**What is being asked:** Return every line from the listing where the word "more" occurs.

= = =

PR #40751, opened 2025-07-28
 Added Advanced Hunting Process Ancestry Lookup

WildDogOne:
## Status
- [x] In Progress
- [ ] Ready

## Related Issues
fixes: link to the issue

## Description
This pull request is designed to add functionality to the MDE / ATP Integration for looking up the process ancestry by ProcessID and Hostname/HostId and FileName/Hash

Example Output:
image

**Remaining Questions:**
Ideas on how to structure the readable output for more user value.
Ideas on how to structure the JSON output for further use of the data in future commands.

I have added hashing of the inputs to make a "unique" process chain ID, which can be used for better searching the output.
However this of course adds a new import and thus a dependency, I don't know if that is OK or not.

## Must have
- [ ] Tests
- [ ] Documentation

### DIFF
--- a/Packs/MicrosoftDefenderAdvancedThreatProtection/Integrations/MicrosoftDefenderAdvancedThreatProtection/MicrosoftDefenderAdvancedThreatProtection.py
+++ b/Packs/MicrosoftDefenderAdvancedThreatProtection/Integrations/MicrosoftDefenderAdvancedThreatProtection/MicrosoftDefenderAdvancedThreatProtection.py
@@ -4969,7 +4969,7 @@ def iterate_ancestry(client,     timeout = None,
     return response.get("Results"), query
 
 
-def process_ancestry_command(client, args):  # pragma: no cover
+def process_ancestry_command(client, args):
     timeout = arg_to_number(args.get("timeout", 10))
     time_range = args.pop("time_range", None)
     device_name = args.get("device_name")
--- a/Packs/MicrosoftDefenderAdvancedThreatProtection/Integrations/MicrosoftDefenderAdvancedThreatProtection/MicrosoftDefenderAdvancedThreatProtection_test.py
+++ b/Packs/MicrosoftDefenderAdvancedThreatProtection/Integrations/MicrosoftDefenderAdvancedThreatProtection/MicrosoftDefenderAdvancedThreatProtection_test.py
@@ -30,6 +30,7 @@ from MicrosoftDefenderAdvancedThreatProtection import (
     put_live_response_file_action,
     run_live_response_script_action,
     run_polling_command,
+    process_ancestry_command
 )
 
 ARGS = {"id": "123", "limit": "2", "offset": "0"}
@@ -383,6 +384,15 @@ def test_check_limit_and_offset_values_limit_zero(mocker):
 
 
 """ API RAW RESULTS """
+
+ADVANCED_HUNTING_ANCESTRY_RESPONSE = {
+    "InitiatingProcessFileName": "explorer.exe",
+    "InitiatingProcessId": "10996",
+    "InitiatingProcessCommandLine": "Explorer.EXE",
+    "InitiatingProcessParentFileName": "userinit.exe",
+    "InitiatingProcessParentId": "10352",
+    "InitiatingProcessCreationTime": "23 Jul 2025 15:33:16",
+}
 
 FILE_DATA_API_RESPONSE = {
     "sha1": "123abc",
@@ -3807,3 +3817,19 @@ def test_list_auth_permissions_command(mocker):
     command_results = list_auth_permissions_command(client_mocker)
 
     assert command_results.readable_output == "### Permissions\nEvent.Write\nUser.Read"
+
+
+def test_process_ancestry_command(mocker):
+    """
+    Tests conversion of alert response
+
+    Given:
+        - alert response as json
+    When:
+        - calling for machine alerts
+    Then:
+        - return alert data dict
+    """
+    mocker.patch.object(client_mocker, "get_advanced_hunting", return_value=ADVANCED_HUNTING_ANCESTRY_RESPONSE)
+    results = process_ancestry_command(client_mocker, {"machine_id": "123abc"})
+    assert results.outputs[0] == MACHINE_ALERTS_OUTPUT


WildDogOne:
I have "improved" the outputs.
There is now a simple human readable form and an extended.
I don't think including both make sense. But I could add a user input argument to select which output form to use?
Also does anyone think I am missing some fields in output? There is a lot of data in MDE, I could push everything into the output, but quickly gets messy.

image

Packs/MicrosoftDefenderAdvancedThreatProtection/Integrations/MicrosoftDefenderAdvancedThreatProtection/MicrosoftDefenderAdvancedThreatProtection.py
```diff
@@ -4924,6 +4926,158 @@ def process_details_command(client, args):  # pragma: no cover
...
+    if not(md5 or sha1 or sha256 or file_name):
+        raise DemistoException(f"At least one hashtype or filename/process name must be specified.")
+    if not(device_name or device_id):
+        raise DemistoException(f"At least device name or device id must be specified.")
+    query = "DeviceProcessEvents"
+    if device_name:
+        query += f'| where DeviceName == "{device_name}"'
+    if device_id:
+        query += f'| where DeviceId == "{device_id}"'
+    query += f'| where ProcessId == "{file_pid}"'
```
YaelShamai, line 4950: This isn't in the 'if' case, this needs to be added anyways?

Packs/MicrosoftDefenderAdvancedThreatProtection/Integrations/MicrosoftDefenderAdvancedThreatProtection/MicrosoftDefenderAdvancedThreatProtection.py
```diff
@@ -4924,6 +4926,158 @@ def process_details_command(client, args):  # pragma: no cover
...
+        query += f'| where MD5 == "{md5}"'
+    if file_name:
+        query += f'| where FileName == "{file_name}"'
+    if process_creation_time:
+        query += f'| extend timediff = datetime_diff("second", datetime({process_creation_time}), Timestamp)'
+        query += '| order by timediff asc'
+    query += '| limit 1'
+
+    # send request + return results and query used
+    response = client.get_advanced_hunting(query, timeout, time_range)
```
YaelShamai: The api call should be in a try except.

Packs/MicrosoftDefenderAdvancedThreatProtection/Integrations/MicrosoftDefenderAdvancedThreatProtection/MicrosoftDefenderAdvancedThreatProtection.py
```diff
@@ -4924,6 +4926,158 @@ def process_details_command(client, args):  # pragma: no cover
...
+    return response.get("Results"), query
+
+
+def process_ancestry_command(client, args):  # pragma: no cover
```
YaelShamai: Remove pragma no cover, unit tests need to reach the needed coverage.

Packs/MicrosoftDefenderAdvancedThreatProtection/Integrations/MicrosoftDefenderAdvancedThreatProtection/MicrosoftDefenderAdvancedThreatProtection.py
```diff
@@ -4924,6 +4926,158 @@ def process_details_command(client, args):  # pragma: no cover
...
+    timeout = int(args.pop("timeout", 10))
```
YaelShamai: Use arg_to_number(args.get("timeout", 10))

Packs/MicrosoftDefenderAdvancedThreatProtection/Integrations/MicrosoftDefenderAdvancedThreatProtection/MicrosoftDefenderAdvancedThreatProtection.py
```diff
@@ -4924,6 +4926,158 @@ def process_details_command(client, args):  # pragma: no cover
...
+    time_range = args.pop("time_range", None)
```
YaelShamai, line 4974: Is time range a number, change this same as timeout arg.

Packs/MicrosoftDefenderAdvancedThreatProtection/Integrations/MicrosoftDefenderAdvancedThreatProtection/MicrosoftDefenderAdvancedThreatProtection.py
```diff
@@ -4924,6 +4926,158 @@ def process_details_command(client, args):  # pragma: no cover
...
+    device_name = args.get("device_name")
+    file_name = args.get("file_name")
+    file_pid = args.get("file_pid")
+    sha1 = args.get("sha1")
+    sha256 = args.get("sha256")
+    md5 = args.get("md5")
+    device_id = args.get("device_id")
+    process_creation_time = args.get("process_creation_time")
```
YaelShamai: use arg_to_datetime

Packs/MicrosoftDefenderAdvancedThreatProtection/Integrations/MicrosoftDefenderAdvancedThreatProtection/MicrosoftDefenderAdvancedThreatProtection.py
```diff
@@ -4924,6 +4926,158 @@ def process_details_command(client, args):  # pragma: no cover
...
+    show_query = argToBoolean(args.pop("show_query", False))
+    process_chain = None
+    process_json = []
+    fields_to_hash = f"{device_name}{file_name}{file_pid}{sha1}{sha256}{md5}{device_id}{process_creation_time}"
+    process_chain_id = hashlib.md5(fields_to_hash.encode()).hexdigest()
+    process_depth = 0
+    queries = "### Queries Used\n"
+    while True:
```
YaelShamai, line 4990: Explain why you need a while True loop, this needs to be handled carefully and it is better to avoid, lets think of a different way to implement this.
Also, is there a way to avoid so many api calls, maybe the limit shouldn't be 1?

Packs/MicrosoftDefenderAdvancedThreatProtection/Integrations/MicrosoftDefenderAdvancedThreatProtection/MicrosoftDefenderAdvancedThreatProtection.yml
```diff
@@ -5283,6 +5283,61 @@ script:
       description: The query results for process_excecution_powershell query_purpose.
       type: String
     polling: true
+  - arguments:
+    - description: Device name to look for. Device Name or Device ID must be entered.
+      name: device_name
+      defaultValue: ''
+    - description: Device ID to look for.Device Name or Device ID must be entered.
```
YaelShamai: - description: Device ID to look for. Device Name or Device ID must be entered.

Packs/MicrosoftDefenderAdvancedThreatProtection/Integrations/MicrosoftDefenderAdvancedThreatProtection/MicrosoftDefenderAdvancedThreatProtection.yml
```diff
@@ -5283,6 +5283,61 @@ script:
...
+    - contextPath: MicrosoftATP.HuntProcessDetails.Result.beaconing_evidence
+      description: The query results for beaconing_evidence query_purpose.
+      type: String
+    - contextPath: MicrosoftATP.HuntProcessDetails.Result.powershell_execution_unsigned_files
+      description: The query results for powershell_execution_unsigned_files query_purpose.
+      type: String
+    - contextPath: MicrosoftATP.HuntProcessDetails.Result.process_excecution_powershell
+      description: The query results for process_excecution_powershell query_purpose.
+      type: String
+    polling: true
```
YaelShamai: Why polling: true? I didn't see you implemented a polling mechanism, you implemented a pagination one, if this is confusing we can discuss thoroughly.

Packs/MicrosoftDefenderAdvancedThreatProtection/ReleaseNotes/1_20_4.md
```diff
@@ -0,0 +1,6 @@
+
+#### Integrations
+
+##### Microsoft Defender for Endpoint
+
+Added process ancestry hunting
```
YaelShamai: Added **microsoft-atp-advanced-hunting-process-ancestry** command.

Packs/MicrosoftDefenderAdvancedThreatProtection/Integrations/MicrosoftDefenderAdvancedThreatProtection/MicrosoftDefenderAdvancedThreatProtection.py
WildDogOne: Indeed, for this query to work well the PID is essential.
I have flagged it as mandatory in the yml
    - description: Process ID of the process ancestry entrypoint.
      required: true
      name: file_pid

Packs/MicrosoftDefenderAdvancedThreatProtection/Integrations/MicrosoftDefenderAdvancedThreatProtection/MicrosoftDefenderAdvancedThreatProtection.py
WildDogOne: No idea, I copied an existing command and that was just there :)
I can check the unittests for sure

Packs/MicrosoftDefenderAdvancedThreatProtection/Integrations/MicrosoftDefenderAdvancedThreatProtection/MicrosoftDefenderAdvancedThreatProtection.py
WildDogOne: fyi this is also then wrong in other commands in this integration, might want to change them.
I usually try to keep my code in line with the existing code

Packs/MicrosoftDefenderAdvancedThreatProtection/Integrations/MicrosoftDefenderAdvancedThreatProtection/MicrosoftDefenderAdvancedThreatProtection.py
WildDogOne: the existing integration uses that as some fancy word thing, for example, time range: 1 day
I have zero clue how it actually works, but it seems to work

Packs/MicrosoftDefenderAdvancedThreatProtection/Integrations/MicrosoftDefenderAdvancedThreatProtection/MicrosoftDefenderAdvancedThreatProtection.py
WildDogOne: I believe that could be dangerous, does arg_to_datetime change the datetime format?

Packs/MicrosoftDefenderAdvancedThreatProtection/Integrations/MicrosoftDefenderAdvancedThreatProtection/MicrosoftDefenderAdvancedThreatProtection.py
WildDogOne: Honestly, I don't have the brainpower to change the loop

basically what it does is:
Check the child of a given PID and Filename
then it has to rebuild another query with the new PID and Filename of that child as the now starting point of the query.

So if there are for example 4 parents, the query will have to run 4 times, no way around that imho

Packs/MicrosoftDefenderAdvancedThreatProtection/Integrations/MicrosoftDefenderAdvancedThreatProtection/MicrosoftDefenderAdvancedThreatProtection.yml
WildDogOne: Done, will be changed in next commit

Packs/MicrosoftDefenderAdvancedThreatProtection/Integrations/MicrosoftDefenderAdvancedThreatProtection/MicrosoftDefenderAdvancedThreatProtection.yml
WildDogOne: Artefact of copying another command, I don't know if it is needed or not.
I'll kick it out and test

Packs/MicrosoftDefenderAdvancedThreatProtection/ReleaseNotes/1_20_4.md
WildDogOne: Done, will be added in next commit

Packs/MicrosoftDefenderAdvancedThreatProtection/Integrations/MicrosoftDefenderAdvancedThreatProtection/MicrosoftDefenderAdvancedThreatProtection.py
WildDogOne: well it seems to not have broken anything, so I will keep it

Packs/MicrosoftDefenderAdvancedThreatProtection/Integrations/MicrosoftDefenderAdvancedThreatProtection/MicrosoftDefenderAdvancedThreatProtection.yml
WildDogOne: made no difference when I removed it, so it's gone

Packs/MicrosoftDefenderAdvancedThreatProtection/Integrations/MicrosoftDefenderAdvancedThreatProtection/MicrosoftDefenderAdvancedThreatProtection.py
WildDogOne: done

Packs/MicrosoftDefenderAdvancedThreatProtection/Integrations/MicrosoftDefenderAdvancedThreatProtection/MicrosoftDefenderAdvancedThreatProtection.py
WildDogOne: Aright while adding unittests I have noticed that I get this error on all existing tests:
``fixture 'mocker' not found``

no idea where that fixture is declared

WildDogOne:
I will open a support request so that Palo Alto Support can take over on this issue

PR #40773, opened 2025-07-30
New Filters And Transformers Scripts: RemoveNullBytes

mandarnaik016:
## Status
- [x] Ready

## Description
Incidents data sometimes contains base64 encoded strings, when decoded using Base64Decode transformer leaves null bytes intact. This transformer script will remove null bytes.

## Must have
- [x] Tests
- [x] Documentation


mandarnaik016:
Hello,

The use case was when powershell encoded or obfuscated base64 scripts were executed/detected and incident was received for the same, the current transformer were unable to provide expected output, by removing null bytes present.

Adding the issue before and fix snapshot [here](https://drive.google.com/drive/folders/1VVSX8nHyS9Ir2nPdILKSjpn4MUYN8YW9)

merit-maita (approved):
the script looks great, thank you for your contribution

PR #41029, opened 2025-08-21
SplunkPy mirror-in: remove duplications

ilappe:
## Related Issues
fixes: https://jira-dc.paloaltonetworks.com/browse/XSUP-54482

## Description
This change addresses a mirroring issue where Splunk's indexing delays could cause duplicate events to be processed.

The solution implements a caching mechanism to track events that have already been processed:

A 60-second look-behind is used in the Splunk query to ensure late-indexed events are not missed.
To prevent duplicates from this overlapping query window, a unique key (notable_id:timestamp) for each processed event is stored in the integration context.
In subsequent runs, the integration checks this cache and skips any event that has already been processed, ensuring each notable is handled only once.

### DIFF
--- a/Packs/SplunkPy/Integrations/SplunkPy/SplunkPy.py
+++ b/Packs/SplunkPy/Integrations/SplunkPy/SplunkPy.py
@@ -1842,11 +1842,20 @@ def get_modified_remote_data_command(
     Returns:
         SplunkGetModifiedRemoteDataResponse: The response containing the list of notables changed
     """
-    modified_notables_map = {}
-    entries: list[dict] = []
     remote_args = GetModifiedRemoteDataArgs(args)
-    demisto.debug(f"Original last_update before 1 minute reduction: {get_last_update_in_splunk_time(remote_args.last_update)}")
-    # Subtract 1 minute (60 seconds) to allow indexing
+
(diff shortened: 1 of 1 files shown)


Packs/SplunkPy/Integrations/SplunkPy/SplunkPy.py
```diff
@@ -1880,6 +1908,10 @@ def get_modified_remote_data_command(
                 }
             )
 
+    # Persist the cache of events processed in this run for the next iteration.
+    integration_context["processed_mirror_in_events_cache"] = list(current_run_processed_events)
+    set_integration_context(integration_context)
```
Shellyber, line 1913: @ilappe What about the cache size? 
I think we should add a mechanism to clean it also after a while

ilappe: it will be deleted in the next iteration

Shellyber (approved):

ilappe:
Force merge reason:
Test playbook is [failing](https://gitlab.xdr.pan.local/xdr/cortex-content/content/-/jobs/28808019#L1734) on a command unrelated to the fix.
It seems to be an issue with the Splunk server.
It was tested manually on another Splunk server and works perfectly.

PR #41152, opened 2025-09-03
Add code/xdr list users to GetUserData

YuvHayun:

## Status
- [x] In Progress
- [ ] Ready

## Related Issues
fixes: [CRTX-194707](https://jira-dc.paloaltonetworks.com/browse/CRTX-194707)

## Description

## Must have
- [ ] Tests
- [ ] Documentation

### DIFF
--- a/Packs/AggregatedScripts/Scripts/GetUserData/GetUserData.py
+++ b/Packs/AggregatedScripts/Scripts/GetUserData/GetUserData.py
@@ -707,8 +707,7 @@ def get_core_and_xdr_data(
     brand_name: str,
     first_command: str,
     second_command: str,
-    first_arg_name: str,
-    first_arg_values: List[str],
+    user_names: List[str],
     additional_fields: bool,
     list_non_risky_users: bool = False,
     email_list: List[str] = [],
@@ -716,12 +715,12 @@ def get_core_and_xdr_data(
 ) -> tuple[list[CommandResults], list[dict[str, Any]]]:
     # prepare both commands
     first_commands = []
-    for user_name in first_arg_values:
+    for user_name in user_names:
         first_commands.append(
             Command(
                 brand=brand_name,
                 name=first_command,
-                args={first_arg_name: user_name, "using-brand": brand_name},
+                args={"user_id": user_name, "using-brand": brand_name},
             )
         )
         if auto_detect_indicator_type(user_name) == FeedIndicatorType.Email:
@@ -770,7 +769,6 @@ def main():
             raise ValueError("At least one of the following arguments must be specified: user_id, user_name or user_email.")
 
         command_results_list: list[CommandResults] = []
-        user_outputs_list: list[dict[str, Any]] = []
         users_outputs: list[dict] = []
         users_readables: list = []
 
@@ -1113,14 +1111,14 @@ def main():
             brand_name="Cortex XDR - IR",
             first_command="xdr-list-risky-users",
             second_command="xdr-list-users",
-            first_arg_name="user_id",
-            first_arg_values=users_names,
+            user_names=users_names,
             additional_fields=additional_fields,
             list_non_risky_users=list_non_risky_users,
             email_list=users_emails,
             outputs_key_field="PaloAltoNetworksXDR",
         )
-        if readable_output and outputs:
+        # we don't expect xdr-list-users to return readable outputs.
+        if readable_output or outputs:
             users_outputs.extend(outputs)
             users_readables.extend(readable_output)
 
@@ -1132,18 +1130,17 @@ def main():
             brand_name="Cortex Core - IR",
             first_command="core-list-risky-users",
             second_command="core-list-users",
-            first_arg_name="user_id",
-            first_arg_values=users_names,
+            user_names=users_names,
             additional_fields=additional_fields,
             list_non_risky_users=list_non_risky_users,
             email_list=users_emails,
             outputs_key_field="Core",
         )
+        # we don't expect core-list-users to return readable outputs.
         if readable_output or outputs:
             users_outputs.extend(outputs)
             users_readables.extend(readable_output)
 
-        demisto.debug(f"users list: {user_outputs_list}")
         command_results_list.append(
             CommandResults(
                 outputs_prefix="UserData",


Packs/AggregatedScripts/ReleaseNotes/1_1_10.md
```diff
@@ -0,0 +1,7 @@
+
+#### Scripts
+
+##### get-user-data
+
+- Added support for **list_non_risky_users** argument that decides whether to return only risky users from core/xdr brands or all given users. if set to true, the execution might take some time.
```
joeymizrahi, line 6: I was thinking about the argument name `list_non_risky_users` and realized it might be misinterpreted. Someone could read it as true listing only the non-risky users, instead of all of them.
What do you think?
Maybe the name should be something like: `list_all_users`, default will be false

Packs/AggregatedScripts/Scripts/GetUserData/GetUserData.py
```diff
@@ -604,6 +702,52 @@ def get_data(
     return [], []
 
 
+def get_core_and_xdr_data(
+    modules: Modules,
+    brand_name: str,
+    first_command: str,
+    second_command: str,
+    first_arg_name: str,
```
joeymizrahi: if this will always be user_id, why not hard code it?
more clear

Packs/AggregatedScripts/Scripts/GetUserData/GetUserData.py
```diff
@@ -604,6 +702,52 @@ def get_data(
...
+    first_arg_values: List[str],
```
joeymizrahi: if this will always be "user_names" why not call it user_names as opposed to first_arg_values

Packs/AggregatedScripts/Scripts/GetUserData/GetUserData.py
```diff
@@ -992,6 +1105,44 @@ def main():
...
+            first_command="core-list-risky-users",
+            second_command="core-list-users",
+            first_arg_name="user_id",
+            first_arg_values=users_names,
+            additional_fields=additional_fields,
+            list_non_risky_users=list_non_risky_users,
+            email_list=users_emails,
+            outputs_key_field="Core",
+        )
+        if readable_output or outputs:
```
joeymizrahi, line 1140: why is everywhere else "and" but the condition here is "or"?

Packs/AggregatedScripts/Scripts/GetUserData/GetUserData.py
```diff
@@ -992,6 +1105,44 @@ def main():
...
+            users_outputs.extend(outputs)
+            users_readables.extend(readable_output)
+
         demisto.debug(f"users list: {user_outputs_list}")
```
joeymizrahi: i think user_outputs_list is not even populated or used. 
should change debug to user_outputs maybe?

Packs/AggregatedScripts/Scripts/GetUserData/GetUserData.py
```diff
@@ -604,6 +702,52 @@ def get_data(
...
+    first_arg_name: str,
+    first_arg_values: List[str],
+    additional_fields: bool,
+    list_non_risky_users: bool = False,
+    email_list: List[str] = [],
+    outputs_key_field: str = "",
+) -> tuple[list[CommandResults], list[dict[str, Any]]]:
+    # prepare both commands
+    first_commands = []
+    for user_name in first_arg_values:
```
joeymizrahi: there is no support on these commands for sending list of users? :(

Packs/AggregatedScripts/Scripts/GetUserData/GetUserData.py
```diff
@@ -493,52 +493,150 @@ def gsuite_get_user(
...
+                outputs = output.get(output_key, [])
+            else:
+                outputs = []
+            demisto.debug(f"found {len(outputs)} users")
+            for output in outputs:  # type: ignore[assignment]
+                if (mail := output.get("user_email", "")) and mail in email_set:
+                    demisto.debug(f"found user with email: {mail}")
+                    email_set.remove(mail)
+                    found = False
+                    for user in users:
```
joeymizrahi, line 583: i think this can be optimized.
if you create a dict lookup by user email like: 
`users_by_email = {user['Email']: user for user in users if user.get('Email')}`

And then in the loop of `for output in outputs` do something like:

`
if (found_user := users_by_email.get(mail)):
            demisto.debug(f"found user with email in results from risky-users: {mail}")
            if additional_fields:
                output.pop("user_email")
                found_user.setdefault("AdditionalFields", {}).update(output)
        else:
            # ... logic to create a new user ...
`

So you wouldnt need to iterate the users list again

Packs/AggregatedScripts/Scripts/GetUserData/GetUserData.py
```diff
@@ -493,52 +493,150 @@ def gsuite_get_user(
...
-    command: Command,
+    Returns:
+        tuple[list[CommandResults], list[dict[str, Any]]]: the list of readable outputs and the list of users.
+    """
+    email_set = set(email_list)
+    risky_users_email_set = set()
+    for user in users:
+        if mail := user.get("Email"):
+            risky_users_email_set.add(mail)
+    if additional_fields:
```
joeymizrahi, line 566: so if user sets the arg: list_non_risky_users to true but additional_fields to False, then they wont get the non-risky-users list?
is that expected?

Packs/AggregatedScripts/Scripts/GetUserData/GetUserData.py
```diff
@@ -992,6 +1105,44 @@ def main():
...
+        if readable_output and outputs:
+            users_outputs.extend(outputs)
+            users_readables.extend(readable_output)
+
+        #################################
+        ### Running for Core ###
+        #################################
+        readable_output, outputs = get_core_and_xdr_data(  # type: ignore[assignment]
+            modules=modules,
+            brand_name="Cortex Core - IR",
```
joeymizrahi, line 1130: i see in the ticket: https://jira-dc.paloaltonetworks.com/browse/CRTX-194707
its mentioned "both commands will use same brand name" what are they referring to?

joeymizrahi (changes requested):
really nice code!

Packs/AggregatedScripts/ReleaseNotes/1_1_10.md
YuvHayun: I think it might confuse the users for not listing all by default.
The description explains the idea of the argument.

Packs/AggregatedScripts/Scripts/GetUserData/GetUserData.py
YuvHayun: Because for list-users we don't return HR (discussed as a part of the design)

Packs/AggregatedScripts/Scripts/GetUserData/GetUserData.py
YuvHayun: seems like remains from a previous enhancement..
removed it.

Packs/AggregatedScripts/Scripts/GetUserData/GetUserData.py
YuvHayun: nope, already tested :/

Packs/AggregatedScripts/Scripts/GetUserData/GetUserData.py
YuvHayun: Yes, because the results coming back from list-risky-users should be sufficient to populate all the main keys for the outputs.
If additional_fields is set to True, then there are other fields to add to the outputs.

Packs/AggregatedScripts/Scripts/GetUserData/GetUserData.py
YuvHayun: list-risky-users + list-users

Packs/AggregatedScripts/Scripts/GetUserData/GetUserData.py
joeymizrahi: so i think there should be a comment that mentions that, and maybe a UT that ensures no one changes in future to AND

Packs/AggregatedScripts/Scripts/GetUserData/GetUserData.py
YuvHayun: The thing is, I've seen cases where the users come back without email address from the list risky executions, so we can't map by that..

= = =

**Written response:**
Ideas on how to structure the readable output for more user value.
more clear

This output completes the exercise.